═════ THE INPUT ═════
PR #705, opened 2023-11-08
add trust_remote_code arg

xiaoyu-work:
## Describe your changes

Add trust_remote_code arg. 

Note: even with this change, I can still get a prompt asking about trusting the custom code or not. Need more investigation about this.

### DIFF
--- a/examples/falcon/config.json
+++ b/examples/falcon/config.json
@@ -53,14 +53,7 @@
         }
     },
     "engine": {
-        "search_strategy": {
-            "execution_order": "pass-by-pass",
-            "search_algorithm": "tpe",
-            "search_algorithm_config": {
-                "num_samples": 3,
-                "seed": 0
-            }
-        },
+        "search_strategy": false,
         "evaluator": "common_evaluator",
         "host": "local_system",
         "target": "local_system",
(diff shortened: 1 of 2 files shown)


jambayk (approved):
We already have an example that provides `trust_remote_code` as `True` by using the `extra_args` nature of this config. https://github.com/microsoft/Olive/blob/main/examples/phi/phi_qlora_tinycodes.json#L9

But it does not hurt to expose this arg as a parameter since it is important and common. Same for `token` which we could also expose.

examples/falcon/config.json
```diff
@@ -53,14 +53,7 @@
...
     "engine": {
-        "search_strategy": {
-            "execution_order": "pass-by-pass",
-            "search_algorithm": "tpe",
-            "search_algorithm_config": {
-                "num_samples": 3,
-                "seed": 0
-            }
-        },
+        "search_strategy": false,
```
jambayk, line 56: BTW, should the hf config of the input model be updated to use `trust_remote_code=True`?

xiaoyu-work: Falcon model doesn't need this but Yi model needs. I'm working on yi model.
═════
═════ THE INPUT ═════
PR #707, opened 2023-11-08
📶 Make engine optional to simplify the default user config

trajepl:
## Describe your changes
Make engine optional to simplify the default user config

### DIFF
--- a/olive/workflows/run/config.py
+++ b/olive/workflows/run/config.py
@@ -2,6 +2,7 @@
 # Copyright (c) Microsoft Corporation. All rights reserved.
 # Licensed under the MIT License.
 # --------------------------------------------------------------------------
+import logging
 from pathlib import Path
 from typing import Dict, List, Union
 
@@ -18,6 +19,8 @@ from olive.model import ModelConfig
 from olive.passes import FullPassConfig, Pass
═════
ASSIGNED TASK:
Count how many lines in the records above hold the word "simplify", and answer with that number alone.

WRITTEN RESPONSE:
2